(Collected data entries)
+ + + + + + +
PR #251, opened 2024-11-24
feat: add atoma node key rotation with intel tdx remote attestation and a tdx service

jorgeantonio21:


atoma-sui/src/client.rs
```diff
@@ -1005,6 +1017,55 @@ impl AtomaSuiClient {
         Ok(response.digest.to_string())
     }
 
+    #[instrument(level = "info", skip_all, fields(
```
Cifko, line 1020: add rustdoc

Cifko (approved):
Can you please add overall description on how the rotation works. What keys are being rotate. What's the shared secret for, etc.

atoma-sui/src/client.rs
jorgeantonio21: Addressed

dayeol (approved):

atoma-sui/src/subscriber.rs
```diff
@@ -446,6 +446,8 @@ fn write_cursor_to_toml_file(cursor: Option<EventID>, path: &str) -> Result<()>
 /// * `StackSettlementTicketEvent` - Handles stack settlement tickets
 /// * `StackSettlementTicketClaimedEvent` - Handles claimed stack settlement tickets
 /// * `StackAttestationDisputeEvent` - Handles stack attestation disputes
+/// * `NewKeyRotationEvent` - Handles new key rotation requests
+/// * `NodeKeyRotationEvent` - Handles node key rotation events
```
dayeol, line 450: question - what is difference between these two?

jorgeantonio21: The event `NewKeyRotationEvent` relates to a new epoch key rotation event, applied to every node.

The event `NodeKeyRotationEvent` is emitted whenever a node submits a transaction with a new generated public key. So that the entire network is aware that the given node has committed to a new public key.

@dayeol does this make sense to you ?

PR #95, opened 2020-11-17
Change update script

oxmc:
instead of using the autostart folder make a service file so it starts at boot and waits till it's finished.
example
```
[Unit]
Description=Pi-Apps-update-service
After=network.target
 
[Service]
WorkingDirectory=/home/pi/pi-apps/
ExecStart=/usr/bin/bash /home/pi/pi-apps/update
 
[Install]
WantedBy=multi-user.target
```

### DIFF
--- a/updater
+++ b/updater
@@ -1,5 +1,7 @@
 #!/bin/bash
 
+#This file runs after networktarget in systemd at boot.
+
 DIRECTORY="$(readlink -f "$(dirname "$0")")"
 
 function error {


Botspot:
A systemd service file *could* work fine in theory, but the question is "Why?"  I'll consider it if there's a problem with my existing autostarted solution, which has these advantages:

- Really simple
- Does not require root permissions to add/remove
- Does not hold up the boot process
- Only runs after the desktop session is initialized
+ + + + + + +
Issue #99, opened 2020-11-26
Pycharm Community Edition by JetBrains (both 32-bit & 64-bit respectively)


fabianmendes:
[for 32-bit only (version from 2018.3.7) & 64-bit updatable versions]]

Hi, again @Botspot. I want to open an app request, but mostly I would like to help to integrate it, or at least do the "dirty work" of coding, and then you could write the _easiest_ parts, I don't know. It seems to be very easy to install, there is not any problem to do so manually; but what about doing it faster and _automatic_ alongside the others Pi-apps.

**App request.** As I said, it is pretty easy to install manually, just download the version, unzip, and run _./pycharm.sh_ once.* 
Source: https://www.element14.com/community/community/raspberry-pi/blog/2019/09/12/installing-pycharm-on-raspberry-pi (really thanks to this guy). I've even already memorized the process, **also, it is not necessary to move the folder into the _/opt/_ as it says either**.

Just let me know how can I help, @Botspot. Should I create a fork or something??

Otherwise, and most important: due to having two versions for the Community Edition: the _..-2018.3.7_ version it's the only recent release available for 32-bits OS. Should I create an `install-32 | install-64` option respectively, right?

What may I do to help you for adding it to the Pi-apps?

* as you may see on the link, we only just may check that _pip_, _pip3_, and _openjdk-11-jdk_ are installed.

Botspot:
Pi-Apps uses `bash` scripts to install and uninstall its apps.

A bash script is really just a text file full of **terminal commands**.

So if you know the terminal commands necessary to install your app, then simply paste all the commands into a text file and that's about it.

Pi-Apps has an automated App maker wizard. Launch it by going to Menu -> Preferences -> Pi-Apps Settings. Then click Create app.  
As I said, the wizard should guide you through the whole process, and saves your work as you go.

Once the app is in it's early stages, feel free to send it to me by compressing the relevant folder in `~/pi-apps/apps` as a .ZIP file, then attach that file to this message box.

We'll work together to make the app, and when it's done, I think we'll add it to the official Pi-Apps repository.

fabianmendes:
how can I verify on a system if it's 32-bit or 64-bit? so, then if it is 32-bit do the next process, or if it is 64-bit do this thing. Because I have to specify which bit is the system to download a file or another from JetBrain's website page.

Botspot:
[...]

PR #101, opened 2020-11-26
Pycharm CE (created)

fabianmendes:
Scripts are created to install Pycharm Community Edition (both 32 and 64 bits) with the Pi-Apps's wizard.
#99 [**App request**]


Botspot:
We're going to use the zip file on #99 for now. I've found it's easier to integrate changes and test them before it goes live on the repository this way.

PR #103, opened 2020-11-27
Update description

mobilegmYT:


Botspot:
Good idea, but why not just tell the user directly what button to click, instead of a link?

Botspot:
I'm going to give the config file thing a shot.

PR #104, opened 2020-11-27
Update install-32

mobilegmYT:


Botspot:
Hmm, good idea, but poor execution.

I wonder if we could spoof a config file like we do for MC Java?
+ + + + + + +
§ **EXERCISE REQUIREMENTS**
For every line above that has "into" in it, copy the line.

§ **OUTPUT OF THE EXERCISE**
Source: https://www.element14.com/community/community/raspberry-pi/blog/2019/09/12/installing-pycharm-on-raspberry-pi (really thanks to this guy). I've even already memorized the process, **also, it is not necessary to move the folder into the _/opt/_ as it says either**.
So if you know the terminal commands necessary to install your app, then simply paste all the commands into a text file and that's about it.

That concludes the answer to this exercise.